> _What the exercise asks_
Count every line of the data that includes "https". State only the number.

Saved data entries
*** Begin section ***

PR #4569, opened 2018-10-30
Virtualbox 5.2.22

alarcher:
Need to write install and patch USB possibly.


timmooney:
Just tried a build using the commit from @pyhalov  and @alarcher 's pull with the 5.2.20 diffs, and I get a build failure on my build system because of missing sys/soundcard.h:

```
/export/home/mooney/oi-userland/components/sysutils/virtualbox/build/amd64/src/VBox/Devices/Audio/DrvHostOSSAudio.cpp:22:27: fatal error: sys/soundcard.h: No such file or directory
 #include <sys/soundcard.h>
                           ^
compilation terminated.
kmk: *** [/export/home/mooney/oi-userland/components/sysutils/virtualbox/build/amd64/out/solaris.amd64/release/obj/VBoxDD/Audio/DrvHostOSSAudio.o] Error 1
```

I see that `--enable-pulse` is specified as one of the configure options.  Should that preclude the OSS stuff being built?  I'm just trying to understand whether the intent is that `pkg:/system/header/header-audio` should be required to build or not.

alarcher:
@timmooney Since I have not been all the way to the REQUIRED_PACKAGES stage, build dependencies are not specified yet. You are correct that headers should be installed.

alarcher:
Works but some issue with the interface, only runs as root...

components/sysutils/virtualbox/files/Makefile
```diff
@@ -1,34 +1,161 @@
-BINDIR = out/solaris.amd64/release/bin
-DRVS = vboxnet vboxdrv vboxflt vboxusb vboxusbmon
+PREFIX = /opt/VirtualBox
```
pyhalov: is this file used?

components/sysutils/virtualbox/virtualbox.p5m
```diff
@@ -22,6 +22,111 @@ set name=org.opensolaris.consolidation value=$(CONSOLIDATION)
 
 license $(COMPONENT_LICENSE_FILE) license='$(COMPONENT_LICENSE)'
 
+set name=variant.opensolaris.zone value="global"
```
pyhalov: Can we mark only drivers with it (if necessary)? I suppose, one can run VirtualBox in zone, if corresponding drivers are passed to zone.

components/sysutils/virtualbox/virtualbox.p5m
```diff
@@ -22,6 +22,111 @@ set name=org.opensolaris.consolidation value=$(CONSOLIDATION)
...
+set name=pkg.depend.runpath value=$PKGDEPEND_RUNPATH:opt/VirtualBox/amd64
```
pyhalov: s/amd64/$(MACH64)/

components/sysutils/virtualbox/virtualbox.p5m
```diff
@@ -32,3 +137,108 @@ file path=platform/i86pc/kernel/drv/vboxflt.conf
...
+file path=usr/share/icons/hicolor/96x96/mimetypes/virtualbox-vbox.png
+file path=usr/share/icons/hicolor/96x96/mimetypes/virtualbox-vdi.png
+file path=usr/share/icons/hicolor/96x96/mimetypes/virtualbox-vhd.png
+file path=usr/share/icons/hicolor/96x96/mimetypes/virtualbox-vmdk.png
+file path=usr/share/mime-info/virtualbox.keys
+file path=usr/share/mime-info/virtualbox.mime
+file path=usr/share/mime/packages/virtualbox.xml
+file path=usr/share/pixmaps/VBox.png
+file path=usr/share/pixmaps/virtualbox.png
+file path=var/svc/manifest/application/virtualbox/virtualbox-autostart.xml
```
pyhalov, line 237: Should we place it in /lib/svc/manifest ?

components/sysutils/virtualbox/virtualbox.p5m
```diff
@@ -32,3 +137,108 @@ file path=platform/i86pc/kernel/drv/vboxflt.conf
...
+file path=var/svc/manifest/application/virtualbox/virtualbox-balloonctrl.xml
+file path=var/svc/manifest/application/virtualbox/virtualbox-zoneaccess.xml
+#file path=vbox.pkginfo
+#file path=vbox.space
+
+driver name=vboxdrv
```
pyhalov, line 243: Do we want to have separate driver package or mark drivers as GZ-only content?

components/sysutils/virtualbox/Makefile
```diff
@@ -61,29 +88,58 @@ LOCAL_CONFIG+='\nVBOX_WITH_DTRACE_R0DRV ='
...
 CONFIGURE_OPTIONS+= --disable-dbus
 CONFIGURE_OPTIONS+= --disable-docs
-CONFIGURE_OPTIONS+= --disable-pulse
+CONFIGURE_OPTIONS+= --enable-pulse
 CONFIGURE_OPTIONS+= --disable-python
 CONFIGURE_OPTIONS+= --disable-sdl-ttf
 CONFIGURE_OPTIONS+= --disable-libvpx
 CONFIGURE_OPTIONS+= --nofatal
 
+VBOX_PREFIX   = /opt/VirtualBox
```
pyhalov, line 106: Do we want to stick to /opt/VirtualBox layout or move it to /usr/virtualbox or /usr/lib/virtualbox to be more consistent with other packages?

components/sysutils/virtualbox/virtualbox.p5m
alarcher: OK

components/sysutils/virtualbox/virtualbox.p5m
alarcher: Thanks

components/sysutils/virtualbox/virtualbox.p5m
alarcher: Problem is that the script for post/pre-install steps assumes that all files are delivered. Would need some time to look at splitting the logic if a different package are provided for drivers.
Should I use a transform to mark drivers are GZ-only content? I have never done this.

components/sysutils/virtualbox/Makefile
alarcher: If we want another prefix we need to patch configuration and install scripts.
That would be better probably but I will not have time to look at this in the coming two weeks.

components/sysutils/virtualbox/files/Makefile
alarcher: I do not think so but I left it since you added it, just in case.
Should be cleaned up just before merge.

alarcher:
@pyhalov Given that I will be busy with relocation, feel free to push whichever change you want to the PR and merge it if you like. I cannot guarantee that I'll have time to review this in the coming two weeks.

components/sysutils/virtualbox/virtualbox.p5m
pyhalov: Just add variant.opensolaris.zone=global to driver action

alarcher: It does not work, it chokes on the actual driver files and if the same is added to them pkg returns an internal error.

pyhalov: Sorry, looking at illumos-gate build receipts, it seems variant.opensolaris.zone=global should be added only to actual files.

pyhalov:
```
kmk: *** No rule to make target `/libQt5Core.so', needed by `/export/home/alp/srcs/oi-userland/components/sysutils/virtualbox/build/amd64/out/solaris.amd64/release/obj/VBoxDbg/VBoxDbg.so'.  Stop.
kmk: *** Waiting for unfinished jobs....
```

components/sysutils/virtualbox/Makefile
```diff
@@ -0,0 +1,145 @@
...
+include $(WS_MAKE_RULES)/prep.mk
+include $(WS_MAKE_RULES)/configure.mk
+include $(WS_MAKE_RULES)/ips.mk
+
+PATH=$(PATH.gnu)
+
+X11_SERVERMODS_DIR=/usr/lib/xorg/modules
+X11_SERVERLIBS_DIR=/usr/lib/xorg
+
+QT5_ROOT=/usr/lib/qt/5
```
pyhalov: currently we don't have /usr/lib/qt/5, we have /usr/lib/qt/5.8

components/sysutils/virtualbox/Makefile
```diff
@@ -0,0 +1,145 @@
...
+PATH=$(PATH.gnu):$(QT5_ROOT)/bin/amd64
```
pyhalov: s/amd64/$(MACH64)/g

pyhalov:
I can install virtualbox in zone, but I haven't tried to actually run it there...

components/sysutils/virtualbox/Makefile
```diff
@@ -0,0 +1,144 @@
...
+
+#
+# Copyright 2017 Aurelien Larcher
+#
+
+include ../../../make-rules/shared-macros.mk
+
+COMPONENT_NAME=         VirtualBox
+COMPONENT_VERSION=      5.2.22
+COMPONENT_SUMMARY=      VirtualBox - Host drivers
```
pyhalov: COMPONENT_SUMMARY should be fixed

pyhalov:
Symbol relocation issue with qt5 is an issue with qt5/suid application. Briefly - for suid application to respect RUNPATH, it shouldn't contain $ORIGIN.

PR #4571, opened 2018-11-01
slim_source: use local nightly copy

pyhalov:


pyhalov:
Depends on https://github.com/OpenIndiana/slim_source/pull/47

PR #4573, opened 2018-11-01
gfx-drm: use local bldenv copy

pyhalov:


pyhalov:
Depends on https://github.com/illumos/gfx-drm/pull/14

*** End section ***

> _Result_
2